Caught many a saugeye on creek chubs, they are an excellent choice for bait! 3-4 inch chubs are ideal but I've caught them on chubs as big as 6 inch as well. Bass minnows are great too. I Rig bass minnows with a floating jig head rig. I like the challenge of catching them on artificial, but I won't hesitate to use live bait if it will catch me fish. I feel that at times live bait will even outperform artificial. Live bait is also good when bank fishing, when the fish are too far out from shore to catch on artificial. I usually don't use live bait when there is an overabundance of baitfish though. Always seemed to me that casting a minnow into a school of 10,000 minnows doesn't produce very well. At these times I like to use something big, loud, and aggressive, although sometimes a simple jig/twister is the ticket. Anything that looks different and stands out from the available baitfish.

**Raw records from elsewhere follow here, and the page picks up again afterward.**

PR #1074, opened 2023-04-05
[ENHANCEMENT] Virtualize legend to fix perf issues

juliepagano:
Prior to this fix, the entire legend would be rendered. This causes browser performance issues when there are a lot of items.

This fix modifies the legend to do the following:
- Virtualize the list variation of the legend.
- The `Right` positioned legend will always be virtualized because it always uses the list variation of the legend. The UX is consistent with prior behavior.
- The `Bottom` positioned legend will continue to use the compact, non-virtualized varation of the legend when it has a relative small (<500) items. When it has a larger (>= 500) items, it will instead be rendered with the list variation of the legend, so it can be virtualized. This is necessary because it would be very difficult to virtualize the compact view. The UX of skimming hundreds of items is much harder with the compact view, so this change also may assist with UX even if we are primarily doing it for performance reasons.
- Fixes broken ellipsizing of truncated labels.

# Notes for reviewers

- Please pull down the changes and test this out. The legend has a bunch of complex behavior, and I want to be extra-sure I didn't break any edge cases while trying to fix the performance.
- CCing @saminzadeh  on this because I _think_ some of his work was impacted by the perf issues, so he might be interested in the outcomes.

# Checklist

# TODOs

- [X] Fix ellipsizing.
- [x] Some cross-browser testing. I'll make sure I do this before merging to be extra-sure all the behaviors work as expected.

# Screenshots 

*The loom video was made before I fixed the ellipsizing, but should still give you a sense of the major virtualization changes.*
[Loom video to describe the dynamic behavior](https://www.loom.com/share/7c25f2d3e5c64490991e612906083c7e)

*Screenshots are updated to the latest code with the ellipsizing fixes.*

image

image

image
image

## Ellipsizing fix
<table>
	<tr>
		<th>before</th>
		<th>after</th>
	</tr>
	<tr>
		<td>
image

</td>
		<td>
image

</td>
	</tr>
</table>

### DIFF
--- a/ui/components/src/Legend/Legend.stories.tsx
+++ b/ui/components/src/Legend/Legend.stories.tsx
@@ -49,6 +49,11 @@ const LegendWrapper = (props: LegendProps) => {
     options: { position },
   } = props;
 
+  // The legend does not look very interesting by itself in stories, especially
+  // when considering the positioning. This wrapper puts a box with a border
+  // and some additional height/width (depending on the positioning of the
+  // legend) to make it easier to see how the legend would look in context
+  // alongside other content.
   return (
     <Box
       sx={{
--- a/ui/components/src/Legend/Legend.stories.tsx
+++ b/ui/components/src/Legend/Legend.stories.tsx
@@ -14,7 +14,7 @@
 import type { Meta, StoryObj } from '@storybook/react';
 import { Legend, LegendProps } from '@perses-dev/components';
 import { action } from '@storybook/addon-actions';
-import { Box } from '@mui/material';
+import { Box, Stack, Typography } from '@mui/material';
 import { red, orange, yellow, green, blue, indigo, purple } from '@mui/material/colors';
 
 const COLOR_SHADES = ['400', '800'] as const;
@@ -28,12 +28,12 @@ const MOCK_COLORS = COLOR_SHADES.reduce((results, colorShade) => {
   return results;
 }, [] as string[]);
 
-function generateMockLegendData(count: number): LegendProps['data'] {
+function generateMockLegendData(count: number, labelPrefix = 'legend item'): LegendProps['data'] {
   const data: LegendProps['data'] = [];
   for (let i = 0; i < count; i++) {
     data.push({
       id: `${i}`,
-      label: `legend item ${i}`,
+      label: `${labelPrefix} ${i}`,
       isSelected: false,
       color: MOCK_COLORS[i % MOCK_COLORS.length] as string,
       onClick: action(`onClick legendItem ${i}`),
@@ -45,12 +45,16 @@ function generateMockLegendData(count: number): LegendProps['data'] {
 // Simple wrapper to try to help visualize that the legend is positioned absolutely
 // inside a relative ancestor.
 const LegendWrapper = (props: LegendProps) => {
+  const {
+    options: { position },
+  } = props;
+
   return (
     <Box
       sx={{
         position: 'relative',
-        width: props.width + 100,
-        height: props.height + 100,
+        width: position === 'Right' ? props.width + 100 : props.width,
+        height: position === 'Right' ? props.height : props.height + 100,
         border: (theme) => `solid 1px ${theme.palette.divider}`,
       }}
     >
@@ -89,8 +93,8 @@ export const Bottom: Story = {
 
 export const Right: Story = {
   args: {
-    width: 100,
-    height: 200,
+    width: 200,
+    height: 300,
     options: {
       position: 'Right',
     },
@@ -98,24 +102,124 @@ export const Right: Story = {
 };
 
 /**
- * The legend currently is not virtualized, so it can have performance issues
- * with larger amounts of data.
+ * When the legend is positioned on the right, items with long labels will be
+ * displayed in full when there are a small number of items.
+ *
+ * When there are a larger number of items, longer labels will be truncated to
+ * fit within the width. On hover, the full label will be displayed.
+ */
+export const RightWithLongLabels: Story = {
+  args: {
+    width: 200,
+    height: 300,
+  },
+  argTypes: {
+    data: {
+      table: {
+        disable: true,
+      },
+    },
+    options: {
+      table: {
+        disable: true,
+      },
+    },
+  },
+  render: (args) => {
+    const labelPrefix = 'long_legend_label{env="demo", namespace="prometheus"}';
+
+    return (
+      <Stack spacing={3}>
+        <div>
+          <Typography variant="h3" gutterBottom>
+            Small number of items
+          </Typography>
+          <LegendWrapper {...args} options={{ position: 'Right' }} data={generateMockLegendData(4, labelPrefix)} />
+        </div>
+        <div>
+          <Typography variant="h3" gutterBottom>
+            Large number of items
+          </Typography>
+          <LegendWrapper {...args} options={{ position: 'Right' }} data={generateMockLegendData(1000, labelPrefix)} />
+        </div>
+      </Stack>
+    );
+
+    return <LegendWrapper {...args} data={generateMockLegendData(3)} />;
+  },
+};
+
+/**
+ * The legend uses virtualization to avoid performance issues when there are a
+ * large number of items to display.
+ *
+ * When the legend is positioned on the right, it is always rendered in a
+ * virtualized list with a single item per row.
+ *
+ * When the legend is positioned on the bottom with a small number of items,
+ * it is rendered in a compact, non-virtualized inline list with a variable number
+ * of items per row. When the number of items is large enough to cause performance,
+ * issues, it is rendered in a virtualized list with a single item per row.
  */
 export const Scalability: StoryObj<LegendProps & { legendItemsCount: number }> = {
   argTypes: {
     data: {
-      control: false,
+      table: {
+        disable: true,
+      },
+    },
+    width: {
+      table: {
+        disable: true,
+      },
+    },
+    height: {
+      table: {
+        disable: true,
+      },
+    },
+    options: {
+      table: {
+        disable: true,
+      },
     },
   },
   args: {
     // Custom arg for just this story to easily control how many items are rendered
     // to test performance.
-    legendItemsCount: 100,
+    legendItemsCount: 1000,
   },
   parameters: {
     happo: false,
   },
   render: (args) => {
-    return <LegendWrapper {...args} data={generateMockLegendData(args.legendItemsCount)} />;
+    return (
+      <Stack spacing={3}>
+        <div>
+          <Typography variant="h3" gutterBottom>
+            Position: right
+          </Typography>
+          <LegendWrapper
+            {...args}
+            width={400}
+            height={200}
+            options={{ position: 'Right' }}
+            data={generateMockLegendData(args.legendItemsCount)}
+          />
+        </div>
+        <div>
+          <Typography variant="h3" gutterBottom>
+            Position: bottom
+          </Typography>
+          <LegendWrapper
+            {...args}
+            width={500}
+            height={100}
+            options={{ position: 'Bottom' }}
+            data={generateMockLegendData(args.legendItemsCount)}
+          />
+        </div>
+      </Stack>
+    );
   },
 };
--- a/ui/components/src/Legend/Legend.stories.tsx
+++ b/ui/components/src/Legend/Legend.stories.tsx
@@ -53,17 +53,17 @@ const LegendWrapper = (props: LegendProps) => {
     <Box
       sx={{
         border: (theme) => `solid 1px ${theme.palette.divider}`,
+        position: 'relative',
+        width: position === 'Right' ? props.width + 100 : props.width,
+        height: position === 'Right' ? props.height : props.height + 100,
+
+        // This is a rare case where content-box is helpful because we want to
+        // have the border be additive, so we don't have to do any special
+        // math with the height/width or end up with an off-by-2px issue.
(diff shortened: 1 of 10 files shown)


ui/components/src/Legend/ListLegend.tsx
```diff
@@ -11,28 +11,110 @@
...
+import { useTheme } from '@mui/material';
+import { VariableSizeList, ListChildComponentProps } from 'react-window';
+import AutoSizer from 'react-virtualized-auto-sizer';
+import { useRef, useEffect, forwardRef } from 'react';
 import { LegendItem } from '../model';
 import { ListLegendItem } from './ListLegendItem';
 
 interface ListLegendProps {
   items: LegendItem[];
 }
```
juliepagano, line 24: This code is a little gnarlier than I would like because we need to:
- Virtualize
- Simulate padding -- if you use real padding/margin, the scrollbar ends up offset too, which looks yucky.
- Handle dynamic heights because the items change on hover

The implementation is based on guidance from react-window, so I think it's a reasonable approach, but not super-easy to follow, so I added a lot of comments to try to help understand.

ui/components/src/Legend/ListLegend.tsx
```diff
@@ -11,28 +11,110 @@
...
+  // adjust to size changes.
+  function setRowHeight(index: number, size: number) {
+    // Tell the virtualized list that items changed size and need to be
+    // re-evaluated.
+    listRef.current?.resetAfterIndex(0);
+    rowHeights.current = { ...rowHeights.current, [index]: size };
+  }
+
+  // Renderer for virtualized rows in `VariableSizeList`.
+  function ListLegendRow({ index, style }: ListChildComponentProps) {
```
juliepagano, line 71: I don't normally like nesting component definitions but it's necessary for this virtualized list use case because we need access to some shared values from the parent (`items`, `LIST_PADDING`) that we can't easily pass around because of how the `react-window` apis work.

ui/components/src/Legend/ListLegendItem.tsx
```diff
@@ -11,20 +11,24 @@
...
 
-import React from 'react';
+import React, { forwardRef } from 'react';
 import { Box, ListItemText, ListItem, ListItemProps } from '@mui/material';
 import { LegendItem } from '../model';
 import { combineSx } from '../utils';
 import { LegendColorBadge } from './LegendColorBadge';
 
-interface ListLegendItemProps extends ListItemProps {
+interface ListLegendItemProps extends ListItemProps<'div'> {
```
juliepagano, line 20: `li` elements MUST have a `ul` or `ol` as a parent, which isn't possible with the virtualization, so changing these to `div`.

ui/components/src/Legend/ListLegendItem.tsx
```diff
@@ -11,20 +11,24 @@
...
 
-export const ListLegendItem = React.memo(function ListLegendItem({ item, sx, ...others }: ListLegendItemProps) {
+const ListLegendItemBase = forwardRef<HTMLDivElement, ListLegendItemProps>(function ListLegendItem(
+  { item, sx, ...others },
+  ref
+) {
   return (
     <ListItem
       {...others}
+      component="div"
```
juliepagano, line 31: Same comment as above about the li vs. div

ui/components/src/Legend/ListLegendItem.tsx
```diff
@@ -44,3 +49,5 @@ export const ListLegendItem = React.memo(function ListLegendItem({ item, sx, ...
     </ListItem>
   );
 });
+
+export const ListLegendItem = React.memo(ListLegendItemBase);
```
juliepagano, line 53: I do the `memo` separately, so we can have a function name associated with the output of the `forwardRef`. Otherwise, eslint complains about the component not having a `displayName`.

ui/components/src/model/legend.ts
```diff
@@ -26,7 +26,7 @@ export interface LegendItem {
   label: string;
   isSelected: boolean;
   color: string;
-  onClick: MouseEventHandler<HTMLLIElement>;
+  onClick: MouseEventHandler<HTMLElement>;
```
juliepagano, line 29: Making this more generic, so it can handle the li and div depending on the virtualization or not.

ui/panels-plugin/src/plugins/time-series-chart/TimeSeriesChartPanel.test.tsx
```diff
@@ -23,9 +23,19 @@ import {
   mockPluginRegistry,
   MockPlugin,
 } from '@perses-dev/plugin-system';
+import { Props as AutoSizerProps } from 'react-virtualized-auto-sizer';
 import { MOCK_TIME_SERIES_QUERY_RESULT, MOCK_TIME_SERIES_DATA } from '../../test';
 import { TimeSeriesChartPanel, TimeSeriesChartProps } from './TimeSeriesChartPanel';
 
+// Mock AutoSizer because it does not play well with jsdom.
```
juliepagano, line 30: It might make sense to switch these to e2e tests at some point, but for now, just mocking some basics because we're not trying to test that AutoSizer works here.

ui/panels-plugin/src/plugins/time-series-chart/TimeSeriesChartPanel.test.tsx
```diff
@@ -129,51 +139,52 @@ describe('TimeSeriesChartPanel', () => {
     renderPanel();
```
juliepagano, line 140: Throughout this test, these legend list item lookups need to be done at the time they're being checked (instead of once and reused) because they are virtualized and the underlying element can change.

juliepagano:
Converting this back to a draft because I realized one of my adjustments quasi-broke the ellipsizing of the text. I have a sense of how to refactor a little to fix it and will un-draft when that's done.

ui/components/src/Legend/Legend.stories.tsx
```diff
@@ -45,16 +45,25 @@ function generateMockLegendData(count: number): LegendProps['data'] {
...
+    options: { position },
+  } = props;
+
   return (
     <Box
       sx={{
-        position: 'relative',
-        width: props.width + 100,
-        height: props.height + 100,
         border: (theme) => `solid 1px ${theme.palette.divider}`,
```
juliepagano, line 55: Separated out the box with the border and the box with the height/width to avoid some issues with being off by a few pixels  for the legend because of a combo of the border and `box-sizing: border-box`.

ui/components/src/Legend/ListLegend.tsx
```diff
@@ -11,40 +11,155 @@
...
+          truncateLabel={truncateLabels}
+          onLayoutChange={handleRowLayoutChange}
           sx={{
-            width: 190,
-            textOverflow: 'ellipsis',
+            // Having an explicit width is important for the ellipsizing to
+            // work correctly. Subtract padding to simulate padding.
+            width: width - LIST_PADDING,
             wordBreak: 'break-word',
-            overflow: truncateLabels ? 'hidden' : 'visible',
```
juliepagano, line 38: I realized the truncation was broken while I was in here. With this html layout, it needs to happen farther down in the code, which was a little uglier to do, but works as intended.

ui/components/src/Legend/ListLegendItem.tsx
```diff
@@ -11,20 +11,59 @@
...
+   *
+   * When `false` or unset, will show the full label.
+   */
+  truncateLabel?: boolean;
+
+  /**
+   * Called when the layout of the legend item changes as a result of the hover
+   * behavior when `truncateLabel` is `true`.
+   */
+  onLayoutChange?: () => void;
```
juliepagano, line 35: Need these props to get the ellipsized truncation + the virtualization working properly together.

ui/panels-plugin/src/plugins/time-series-chart/TimeSeriesChartPanel.tsx
```diff
@@ -260,7 +260,7 @@ export function TimeSeriesChartPanel(props: TimeSeriesChartProps) {
   // TODO: account for number of time series returned when adjusting legend spacing
   let legendHeight = LEGEND_HEIGHT_SM;
   if (legend && legend.position === 'Right') {
-    legendHeight = adjustedContentDimensions.height;
+    legendHeight = contentDimensions?.height || adjustedContentDimensions.height;
```
juliepagano, line 263: Adjusting this to make the legend fill the full height of the panel because the padding is handled internally. Falling back to `adjustedContentDimensions` because TS thinks `contentDimensions` can be undefined.

ui/components/src/Legend/Legend.tsx
```diff
@@ -23,25 +23,35 @@ export interface LegendProps {
...
+const NEED_VIRTUALIZATION_LIMIT = 500;
+
 export function Legend({ width, height, options, data }: LegendProps) {
   if (options.position === 'Right') {
     return (
       <Box
         sx={{
           width: width,
-          height: '100%',
+          height: height,
```
juliepagano, line 39: Using the specified height is probably more "correct" from an expectation perspective AND, more importantly, enables us to use the height to do calculations for the virtualization. Otherwise, we'd need something like autosizer, which adds even more complexity to this already complex code.

ui/components/src/Legend/Legend.tsx
```diff
@@ -23,25 +23,35 @@ export interface LegendProps {
...
           position: 'absolute',
           top: 0,
           right: 0,
-          overflowX: 'hidden',
-          overflowY: 'scroll',
```
juliepagano, line 37: Scrolling is handled by the virtualized list.

juliepagano:
> Converting this back to a draft because I realized one of my adjustments quasi-broke the ellipsizing of the text. I have a sense of how to refactor a little to fix it and will un-draft when that's done.

Actually, the ellipsis was broken _before_ did this, but it looked differently broken because of some slightly different widths. In any case, I fixed it while I was already in here, so it would play nicely with the virtualization.  

This PR should now be ready to review. Pretty please pull this one down and do some stress testing because there's a lot of complex patterns in here, and I want to make sure I don't break a behavior I wasn't aware of.

ui/components/src/Legend/ListLegend.tsx
```diff
@@ -11,40 +11,156 @@
...
 
 interface ListLegendProps {
   items: LegendItem[];
+  height: number;
+  width: number;
 }
 
+// Default height used to start while virtualizing the list before a true
+// height is determined.
+const DEFAULT_ROW_HEIGHT = 26;
```
eunicorn, line 28: should we make this an optional prop?

eunicorn: is this used to determine the height of the skeleton row when it's loading?

juliepagano: > is this used to determine the height of the skeleton row when it's loading if there is a loading state?

The virtualized list needs to know heights to lay out the list, but we can't be sure of the height of items until we try to render them. This value is used to initially lay out the items in the virtualized list on the first render. After that happens,  we're able to look at the rendered height of items and adjust appropriately (the bits where we put refs on the row and then set the height).

> should we make this an optional prop?

I was debating if that was useful, but we don't expose `ListLegend` directly. Let me take a look at if it could be a helpful prop on `Legend` that gets passed down.

ui/components/src/Legend/ListLegend.tsx
```diff
@@ -11,40 +11,156 @@
...
+  // Renderer for virtualized rows in `VariableSizeList`.
+  function ListLegendRow({ index, style }: ListChildComponentProps) {
+    // Storing a ref to the row's `ListLegendItem`, so we can get the "real"
+    // height and adjust the height of the row based on it, enabling the dynamic
+    // heights on hover.
+    const rowRef = useRef<HTMLDivElement | null>(null);
+
+    // Adjust row heights when the row being rendered changes.
+    useEffect(() => {
+      if (rowRef.current) {
```
eunicorn, line 80: nit:  can call `handleRowLayoutChange` here

ui/components/src/Legend/Legend.stories.tsx
```diff
@@ -45,13 +45,22 @@ function generateMockLegendData(count: number): LegendProps['data'] {
...
+        position: 'relative',
+        width: position === 'Right' ? props.width + 100 : props.width,
```
eunicorn, line 57: curious - why do we need to add 100 to the width here?

eunicorn (approved):

ui/components/src/Legend/ListLegend.tsx
juliepagano: Added an `initialRowHeight` prop on `ListLegend` and exposed that on `Legend` as `listProps` (trying to follow that pattern MUI uses a bunch about passing props to a nested part of a top-level component).

sjcobb (approved):
🚀

ui/components/src/Legend/Legend.stories.tsx
juliepagano: Good callout. I should put a comment above here explaining what I'm doing. The Legend doesn't look very interesting by itself, especially when you're trying to look at how the right/bottom positioning works. I've put a little wrapper div with a border around it that's bigger than the legend to try to simulate the legend sitting next to a chart and make it easier to understand what the positioning looks like. I do this by adding some spacing to the width or height depending on the positioning.

I'll add a short comment summarizing this above the code for clarification.

juliepagano: Done!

And when fish are aggressive and willing to hit artificial, it makes sense to use artificial to cover more water.


----------



## ufaquaoiler

i got tons of floating heads i use for maumee walleye, im assuming carolina rig a baitfish on there and drag it across the bottom?


----------



## catchin_eyes

I rig them with an egg sinker, and a split shot. I set the split shot about 16 inches above the jig. I just usually cast it and let it sit, with a tight line.


----------



## ducky152000

anything on a floatin jig is good half a crawler,leach,shiner,chub,bass minnow early in the year i tend to catch more on baitfish late summer the crawler and leach tends to be better but you never no some days they want crawlers and some days they want minnows.


----------